### Exercise aim
Taking the entries below from the top, restate each line exactly and end with the line containing "is in violation".

Collected data:
◇ ◇ ◇

PR #49, opened 2019-06-26
Make README.md more inviting to contributors

sdake:
The README.md previously stated non CODEOWNERS could not contribute. This
is in violation of the spirit of the Istio project. Correct that problem by
making the README.md more inviting.

Our goal is to build a team. The code is a byproduct of that effort.

The MVP was a little difficult to parse and used an ordered list. Simplify the
wording of the MVP such that it is a little more vague, but a little less wordy.
Finally remove the ordering of the MVP feature set since all requirements are
of equivalent value.

### DIFF
--- a/README.md
+++ b/README.md
@@ -9,9 +9,8 @@
 
 The main purpose of this repository is to consume the micro-manifests from the
 [istio/installer](https://github.com/istio/installer) repository and generate validated
-Kubernetes manifests. The micro-manifests contain various steps or logical groupings of
-`gotpl` templated manifests. The operator's main job is to order and validate the generation
-or rollout of these micro-manifests into a functional working deployment of Istio.
+Kubernetes manifests that are used internally to present a daemonized mode for the operator
+or a command line interface for the operator.
 
 This repository is under construction and may generate frustration for developers or SREs
 consuming or developing this code base. If you find a problem or require an enhancement, please
@@ -23,14 +22,17 @@ Even better, get involved in Operator development work and
 
 ## Initial Goals
 
-The MVP for the operator is:
+The initial goals/MVP for the operator are:
 
-- Provide a mode of operation that uses a controller to install generated manifests.
-- Provide a mode of operation that generates a Kubernetes manifest.
-- Provide a structured API to eventually replace the de-facto `values.yaml` API.
-- Provide an API aligned with an Istio a-la-carte building blocks philosophy.
-- Provide a functional structure.
-- Provide a mechanism for manifests to be customized that survive upgrades.
-- Provide in-place upgrades.
-- Provide canary rollout upgrades.
-- Provide validation of all parameters.
+1.   Replace helm tiller as the recommended install upgrade controller. We will continue to use helm templates and
+the helm library to generate manifests under the hood, but will take ownership of the logic behind the install API.
+The operator will have modes of operation analogous to tiller - controller in and out of cluster and one-shot manifest
+generation for use with external toolchains.
+1.   Provide a structured API to eventually replace the de-facto values.yaml API. This API will be partially moved
+to CRDs used to configure Istio components directly, hence the operator API will only contain the portions that will 
+remain in the operator CRD, and continue to use values.yaml for the parameters that will be moved to component CRDs.
+The API will be aligned with Istio a-la-carte/building blocks philosophy and have a functional structure.
+1.   Add an overlay mechanism to allow users to customize the rendered manifest in a way that survives upgrades. 
+1.   Support upgrade, both in-place and dual control plane version rollover. The latter will be supported through the 
+use of the [istio/installer](https://github.com/istio/installer) charts.
+1.   Provide validation of all parameters.
--- a/README.md
+++ b/README.md
@@ -5,7 +5,7 @@
 
 # Istio Operator
 
-## Oerview
+## Overview
 
 The main purpose of this repository is to consume the micro-manifests from the
 [istio/installer](https://github.com/istio/installer) repository and generate validated
--- a/README.md
+++ b/README.md
@@ -5,23 +5,32 @@
 
 # Istio Operator
 
-Update 4/22/19
+## Oerview
 
-This repo is for the initial, alpha version of the official Istio install operator. It's currently only open to the core 
-design team for commits, while we merge prototypes that evolved in parallel. Once we have
-a basic functional skeleton in place we'll open the repo up for community contributions.
+The main purpose of this repository is to consume the micro-manifests from the
+[istio/installer](https://github.com/istio/installer) repository and generate validated
+Kubernetes manifests. The micro-manifests contain various steps or logical groupings of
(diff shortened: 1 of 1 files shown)


README.md
```diff
@@ -5,23 +5,32 @@
...
-generation for use with external toolchains.
-1.   Provide a structured API to eventually replace the de-facto values.yaml API. This API will be partially moved
-to CRDs used to configure Istio components directly, hence the operator API will only contain the portions that will 
-remain in the operator CRD, and continue to use values.yaml for the parameters that will be moved to component CRDs.
-The API will be aligned with Istio a-la-carte/building blocks philosophy and have a functional structure.
-1.   Add an overlay mechanism to allow users to customize the rendered manifest in a way that survives upgrades. 
-1.   Support upgrade, both in-place and dual control plane version rollover. The latter will be supported through the 
-use of the [istio/installer](https://github.com/istio/installer) charts.
-1.   Provide validation of all parameters.
+## Oerview
```
brian-avery: Overview

README.md
```diff
@@ -5,23 +5,32 @@
...
+
+- Provide a mode of operation that uses a controller to install generated manifests.
+- Provide a mode of operation that generates a Kubernetes manifest.
+- Provide a structured API to eventually replace the de-facto `values.yaml` API.
+- Provide an API aligned with an Istio a-la-carte building blocks philosophy.
+- Provide a functional structure.
+- Provide a mechanism for manifests to be customized that survive upgrades.
+- Provide in-place upgrades.
+- Provide canary rollout upgrades.
+- Provide validation of all parameters.
```
linsun: - Provide various validated profile configurations through operators, including simple get started configuration.

README.md
```diff
@@ -5,23 +5,32 @@
...
+The MVP for the operator is:
+
+- Provide a mode of operation that uses a controller to install generated manifests.
+- Provide a mode of operation that generates a Kubernetes manifest.
+- Provide a structured API to eventually replace the de-facto `values.yaml` API.
+- Provide an API aligned with an Istio a-la-carte building blocks philosophy.
+- Provide a functional structure.
+- Provide a mechanism for manifests to be customized that survive upgrades.
+- Provide in-place upgrades.
+- Provide canary rollout upgrades.
```
linsun: Is the operator supporting multiple control planes?

README.md
```diff
@@ -5,23 +5,32 @@
...
+[file an issue](https://github.com/istio/operator/blob/master/BUGS-AND-FEATURE-REQUESTS.md)
+in Istio's centralized Issue trackers.
+
+Even better, get involved in Operator development work and
+[contribute](https://github.com/istio/operator/blob/master/CONTRIBUTING.md)!
+
+## Initial Goals
+
+The MVP for the operator is:
+
```
linsun: Could we write the MVP from user's perspective, ideally with roles associated with the user?

sdake: I think that makes sense as a followup.  I simply wanted to clean up the existing `README.md`.  I was hoping for a quick merge without changing the terms of the MVP - and leave the changing of the terms of the MVP (if there are any) to further environments wg debate.

Cheers
-steve

README.md
sdake: that was in the original MVP terms sheet.  in-place and canary.  This PR does not change the spirit or objectives of the MVP.  Instead the language is clarified in simpler and more concise wording.  Happy to iterate over multiple PRs.

README.md
sdake: this would be an extension of the MVP, and I agree highly valued.  Something we should discuss in an Environments workgroup meeting.  Rather than change the MVP goal-posts in this PR, I'd prefer community discussion on the topic.

README.md
sdake: thanks for the catch.

README.md
```diff
@@ -5,23 +5,32 @@
...
-use of the [istio/installer](https://github.com/istio/installer) charts.
-1.   Provide validation of all parameters.
+## Overview
+
+The main purpose of this repository is to consume the micro-manifests from the
+[istio/installer](https://github.com/istio/installer) repository and generate validated
+Kubernetes manifests. The micro-manifests contain various steps or logical groupings of
+`gotpl` templated manifests. The operator's main job is to order and validate the generation
+or rollout of these micro-manifests into a functional working deployment of Istio.
+
```
rcernich: I think this is too detailed and also over simplifies what the operator should be doing.  The operator should be fully managing an Istio control plane instance.  Rendering of templates and installation of manifests is really an implementation detail and, in my opinion is not helpful to anybody other than somebody wanting to know what's happening behind the scenes.

README.md
rcernich: I think we need to be careful about supporting multiple control planes.  I don't believe Istio itself supports multiple installs, as some resources are cluster wide, implying that multiple installs would share those resources (e.g. MeshPolicy and ClusterRbacConfig).  Furthermore, the watchers are cluster wide, so...

README.md
rcernich: Should we consider API and validation as part of the MVP at all?  I think having a simpler install experience, provided by the operator is a good start and doesn't preclude this in the future.

README.md
sdake: ok - I was simply keeping content in the old document and rewording so it was more clear.  I agree the old README.md was too detailed - and this emerged from that.

sdake:
I agree re the MVP - the goals are not clear.  I simply rewrote the existing goals in a more concise format.  We should have further discussion about what the MVP is, but I didn't change anything that wasn't already in the doc :)

ostromart:
Thanks for taking a stab at this @sdake. A couple of things:
- could we hold this off for a couple more days while I wrap up the outstanding PR's? They are getting close and I was able to merge several today. I think having those in there will create a much more meaningful starting point for other contributors.
- I'm not sure if there's much value anymore in even mentioning the MVP. We can give an overview of the operator goals and architecture and leave it at that? I'm not sure we have to publicly announce whatever decision we reach in the WG.

sdake:
> Thanks for taking a stab at this @sdake. A couple of things:
> 
> * could we hold this off for a couple more days while I wrap up the outstanding PR's? They are getting close and I was able to merge several today. I think having those in there will create a much more meaningful starting point for other contributors.
> * I'm not sure if there's much value anymore in even mentioning the MVP. We can give an overview of the operator goals and architecture and leave it at that? I'm not sure we have to publicly announce whatever decision we reach in the WG.

sounds reasonable.  I think it makes sense to let the folks that know the current arch and implementation provide the architecture overview and feature set.  I'll hold off on the PR until sometime early next week if that is sufficient time.

Cheers
-steve

rcernich:
> I agree re the MVP - the goals are not clear. I simply rewrote the existing goals in a more concise format. We should have further discussion about what the MVP is, but I didn't change anything that wasn't already in the doc :)

makes sense

ostromart:
PTAL at https://github.com/istio/operator/pull/61. 
If we're happy with that, let's close this.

◇ ◇ ◇

### Answer to this problem
PR #49, opened 2019-06-26
Make README.md more inviting to contributors

sdake:
The README.md previously stated non CODEOWNERS could not contribute. This
is in violation of the spirit of the Istio project. Correct that problem by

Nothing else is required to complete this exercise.